Nowadays nobody disputes the important role played by architects in the city: architects understand the contracting authority's needs, convert them into plans and requirements documents, play the role of intermediaries between the contracting authority and the contractor (project manager), and keep a watchful eye on how the project makes progress according to the requirements.
Engineering of information systems is a much more recent discipline than architecture. It is perhaps one of the reasons why this role has not yet reached there the same level of maturity. However, in both cases, it is now proved and well accepted that mistakes made in the early stages of a project are the most serious ones to correct regarding the project cost, duration, security, safety, etc.
In architecture as for information systems, software allows one to support the design activities once the needs are well understood.
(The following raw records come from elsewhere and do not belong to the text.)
Issue #1393, opened 2015-08-13
Calculator: shows results when searching for a phone number


jdorweiler:
When looking up a phone number I get a calculator result.  

------
IA Page:  http://duck.co/ia/view/calculator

If the requirements acquisition is quite standardised in architecture, this step reveals to be very problematic in engineering of information systems because of the complexity of the systems to build, of the number of stakeholders, of the lack of standardisation in the requirements gathering, and of the immaterial nature of software.
Nowadays, requirements acquisition and formalisation are often achieved in a very informal way by relying mostly on the practical experience and skills of the one who writes the requirements document. His/her tools are: his/her brain, a pencil, paper and a good word processing software.
Requirements engineering is the discipline allowing one to specify a concise, correct, consistent and complete set of requirements translating an elicited need.
The added value of Respect-IT is to propose a method and a software tool allowing the contracting authority (or more precisely the requirement engineers who support it) to follow a systematic approach for elaborating requirements documents.